The sausage has now been made! 🔗

So as you are reading this, these little words have flown through my fingers and into this markdown file. That markdown file has then been hammered by various scripts to get it into a proper shape to be pushed up to a remote repository where it was yet again tested. As it cleared those tests it was transformed into a browser-friendly format and deployed to a webserver that is exposed to you and the rest of the public. What a journey! Writing it out, it sounds needlessly complex but as I am writing it out I am also noticing how little work I am having to do.
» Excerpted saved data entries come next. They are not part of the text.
PR #662, opened 2017-04-14
#661 - Auto installing msm on start.sh

augustnmonteiro:


penrods:
Please add a notification to the user.  e.g.

if [ ! -d "${TOP}/msm" ]; then
	echo "Installing Mycroft Skill Manager tool..."
	${TOP}/scripts/install-msm.sh &> /dev/null
else
...

Then we are good to go...

start.sh
```diff
@@ -2,6 +2,14 @@
 TOP=$(cd $(dirname $0) && pwd -L)
 VIRTUALENV_ROOT=${VIRTUALENV_ROOT:-"${HOME}/.virtualenvs/mycroft"}
 
+if [ ! -d "${TOP}/msm" ]; then
+	${TOP}/scripts/install-msm.sh &> /dev/null
```
penrods: Insert:  echo "Installing Mycroft Skill Manager tool..."

augustnmonteiro: Added! : D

Once set up, systems like these will save you so much time tha you get a return on your investment very quickly. You can get that return far quicker by being less stubborn than me and looking for tools in the wild that do what you need done with far less invested effort. I would likely go that route if I were paid for my time but, alas, I am not and this is merely for my own enjoyment.